Dimension changes and jacobians
Dimensions changes are integrated in the Metropolis–Hastings step through a Jacobian term \(J\): the probability of rejection \(R\) for Metropolis becomes \[\begin{align*} R = J\frac{p(\boldsymbol{\theta}_t^{\star})}{p(\boldsymbol{\theta}_{t-1})}\frac{q(\boldsymbol{\theta}_{t-1} \mid \boldsymbol{\theta}_t^{\star} )}{q(\boldsymbol{\theta}_t^{\star} \mid \boldsymbol{\theta}_{t-1})} \end{align*}\]
In regression models, we will consider moves that adds or removes one parameter/regressor at a time.
Setup
We consider models \(M_1, \ldots, M_m\) with for simplicity \(p(M_i)=1\) for all models that include an intercept.
We write \(|M|\) for the cardinality of the set of non-zero coefficients \(\boldsymbol{\beta}\) in model \(M.\)
Define \(\mathbf{X}^{(m)}\) and \(\boldsymbol{\beta}^{(m)}\) as the model matrix and the associated vector of non-zero coefficients associated with model \(M_m\)
Setup for regression
\[\begin{align*} \boldsymbol{Y} \mid M_m, \boldsymbol{\beta}, \sim \mathsf{Gauss}(\mathbf{X}^{(m)}\boldsymbol{\beta}^{(m)}, \sigma^2 \mathbf{I}_n). \end{align*}\]
We assign a Gaussian prior on \(\boldsymbol{\beta}^{(m)} \mid M_m,\) is assigned a Gaussian prior, etc.
Conditional Bayes factor
Write \(\boldsymbol{\theta}\) for all parameters other than the response, model and vector of coefficients.
We can consider a joint update of the regression parameters \(\boldsymbol{\beta}, M\) by sampling from their joint distribution via \[p(\boldsymbol{\beta} \mid M, \boldsymbol{\theta}) p(M \mid \boldsymbol{\theta}).\] The update for \(p(\boldsymbol{\beta} \mid M, \boldsymbol{\theta})\) is as usual.
Update for model
The conditional Bayes factor \[\begin{align*} p(M \mid \boldsymbol{Y}, \boldsymbol{\theta}) &\stackrel{M}{\propto} p(M) p(\boldsymbol{Y} \mid M, \boldsymbol{\theta}) \\&= p(M) \int_{\mathbb{R}^{\mathbb{|M|}}}p(\boldsymbol{Y} \mid M, \boldsymbol{\beta},\boldsymbol{\theta}) p(\boldsymbol{\beta} \mid M, \boldsymbol{\theta}) d \boldsymbol{\beta} \end{align*}\]
Marginalization
We can thus marginalize over \(\boldsymbol{\beta}\) to get \[\begin{align*} p(\boldsymbol{M} \mid \boldsymbol{Y}, \boldsymbol{\theta}) \propto p(M) |\boldsymbol{Q}_{\boldsymbol{\beta}}|^{-1/2}\exp\left( \frac{1}{2} \boldsymbol{\mu}_{\boldsymbol{\beta}}^\top\boldsymbol{Q}_{\boldsymbol{\beta}} \boldsymbol{\mu}_{\boldsymbol{\beta}}\right) \end{align*}\] where \(\boldsymbol{\mu}_{\boldsymbol{\beta}}\) and \(\boldsymbol{Q}_{\boldsymbol{\beta}}\) are the mean and precision of \(p(\boldsymbol{\beta} \mid \boldsymbol{Y}, M, \boldsymbol{\theta}).\)

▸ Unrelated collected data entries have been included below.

PR #3221, opened 2023-05-09
Correct ctor order to make '-Wreorder-ctor' pass

zoddicus:
These lines in the ctor being out of order are causing -Wreorder-ctor to fire when trying to integrate glslang ToT into Chromium/Dawn/etc, https://logs.chromium.org/logs/dawn/buildbucket/cr-buildbucket/8781562047251466593/+/u/compile_with_ninja/stdout.


zoddicus:
@arcady-lunarg can you review this? (or send to the correct person, if it isn't you)

arcady-lunarg (approved):
The change itself looks fine, although I should note that this warning is explicitly disabled in CMakeLists.txt. I suppose a follow-up PR to change that would be in order, which I will look into.

PR #3222, opened 2023-05-09
Enable constructor reorder warnings

arcady-lunarg:
They no longer happen "all over" as the comment suggests, and downstream builds have them enabled already.


arcady-lunarg:
See https://github.com/KhronosGroup/glslang/pull/3221 for motivation.

jeremy-lunarg (approved):
LGTM

PR #3224, opened 2023-05-11
`glslangValidator`: Propagage error from `glslang::OutputSpv[Hex|Bin]`

### LINKED ISSUE #3218: glslangValidator exits successfully if it cannot write output file
glslangValidator should exit unsuccessfully if it fails to write the output file, so that it can be integrated into build systems reliably. Currently, it exits successfully:

```
$ cat shader.frag
#version 460
void main() {}
$ ls
shader.frag
$ glslangValidator -V -o non-existent/shader.frag.spv shader.frag
shader.frag
ERROR: Failed to open file: non-existent/shader.frag.spv
$ echo "$?"
0
```

allanmac:
Closes #3218.

Also it appears `KhronosGroup:main` acquired some trailing spaces from a previous commit.


arcady-lunarg (changes requested):
Hi, could you separate out the whitespace fixes into a separate commit? Also, I would suggest rewording the commit description to more clearly state what it is doing. The fix itself is good though, thanks for the PR.

allanmac:
> Hi, could you separate out the whitespace fixes into a separate commit? Also, I would suggest rewording the commit description to more clearly state what it is doing. The fix itself is good though, thanks for the PR.

#3232

arcady-lunarg (approved):
LGTM

PR #3226, opened 2023-05-16
Update known_good.json

jeremy-lunarg:


arcady-lunarg (approved):
LGTM. This picks up a spirv-opt fix for the scalar-replacement pass, as it happens.

PR #3232, opened 2023-05-22
[glslang] Strip trailing whitespace

allanmac:
There are many other files in the repo that have trailing whitespace but this PR only cleans `glslang/SPIRV` and `glslang/Standalone`.

No change in behavior.


arcady-lunarg (approved):
LGTM, thanks for the cleanup.

PR #3236, opened 2023-06-06
Fix -Wmaybe-uninitialized warnings

svenvh:
Fix some potentially uninitialized uses that are reported by GCC 13 with `-O3`.


arcady-lunarg (approved):
LGTM, thanks for the fix.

Moves for variable selection
We consider different types of move for the \(k_{\max}\) potential covariates (including interactions, etc.) (Holmes et al., 2002)
- birth: adding an unused covariate chosen at random from the remaining ones
- death: removing one covariate at random from the current matrix
- swap an active covariate for an unused one.
Only the last type of move preserves the dimension.
Jacobians for reversible jump
For most moves \(J=1\) in this case, except in four cases where the dimension \(|M| \in\{1, 2, k_{\max}-1, k_{\max}\}\) and
- \(J=2/3\) if \(|M|=1\) and we try to add a covariate, or if \(|M|=k_{\max}\) and we try to remove a covariate
- \(J=3/2\) if \(|M|=2\) and we try to remove a covariate, or if \(|M|=k_{\max}-1\) and we try to add the last covariate.
Posterior weights
We can keep track of which variables are active at each iteration of the MCMC and obtain the marginal posterior probability of inclusion through sample proportions.
This methods that explores neighbouring models (Grey code) only works with a limited number of covariates \(p < 25.\)
References
Comments about the horseshoe
While the horseshoe prior guarantees that large coefficients are not regularized, this feature of the shrinkage prior is harmful in certain instances, for example separation of variables for logistic regression.
Markov chain Monte Carlo simulations are hampered by these parameters whose posterior mean does not exist, leading to poor mixing.